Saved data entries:
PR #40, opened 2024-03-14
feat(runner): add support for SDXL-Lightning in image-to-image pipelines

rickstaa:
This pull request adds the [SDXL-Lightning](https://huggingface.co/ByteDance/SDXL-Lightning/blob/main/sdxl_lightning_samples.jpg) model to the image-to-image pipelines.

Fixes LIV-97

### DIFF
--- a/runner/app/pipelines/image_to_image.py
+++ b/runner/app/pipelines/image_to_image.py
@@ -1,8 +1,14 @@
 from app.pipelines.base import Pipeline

...

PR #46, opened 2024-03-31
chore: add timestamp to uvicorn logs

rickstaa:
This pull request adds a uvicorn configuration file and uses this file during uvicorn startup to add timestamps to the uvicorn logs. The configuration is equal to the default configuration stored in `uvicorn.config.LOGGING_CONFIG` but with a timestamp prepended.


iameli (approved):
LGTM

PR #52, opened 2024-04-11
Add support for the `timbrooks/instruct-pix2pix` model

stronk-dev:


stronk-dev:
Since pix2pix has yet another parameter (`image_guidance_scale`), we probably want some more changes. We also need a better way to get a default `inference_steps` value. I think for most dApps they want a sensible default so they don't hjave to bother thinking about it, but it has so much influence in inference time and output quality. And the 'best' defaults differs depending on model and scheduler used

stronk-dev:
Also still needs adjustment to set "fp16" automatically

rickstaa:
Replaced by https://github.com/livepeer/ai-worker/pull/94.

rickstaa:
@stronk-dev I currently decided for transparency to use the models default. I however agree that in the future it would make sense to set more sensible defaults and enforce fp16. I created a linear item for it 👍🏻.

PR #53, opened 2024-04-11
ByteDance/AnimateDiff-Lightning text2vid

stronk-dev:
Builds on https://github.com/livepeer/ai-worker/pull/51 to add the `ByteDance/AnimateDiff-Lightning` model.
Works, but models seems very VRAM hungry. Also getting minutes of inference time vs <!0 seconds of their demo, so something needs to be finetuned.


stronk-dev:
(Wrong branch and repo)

* * *

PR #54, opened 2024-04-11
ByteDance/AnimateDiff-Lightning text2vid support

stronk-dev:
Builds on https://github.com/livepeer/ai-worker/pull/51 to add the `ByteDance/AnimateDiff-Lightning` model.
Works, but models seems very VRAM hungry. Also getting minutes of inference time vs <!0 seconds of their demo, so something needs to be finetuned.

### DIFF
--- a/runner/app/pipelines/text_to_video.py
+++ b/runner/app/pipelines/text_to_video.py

> [WHAT IS NEEDED]: Which lines run from the one holding "Fixes LIV-97" through the one holding "from app.pipelines.base import Pipeline" in the records above? Repeat them exactly, both included, and nothing more.

> [WRITTEN REPLY]:
Fixes LIV-97

### DIFF
--- a/runner/app/pipelines/image_to_image.py
+++ b/runner/app/pipelines/image_to_image.py
@@ -1,8 +1,14 @@
 from app.pipelines.base import Pipeline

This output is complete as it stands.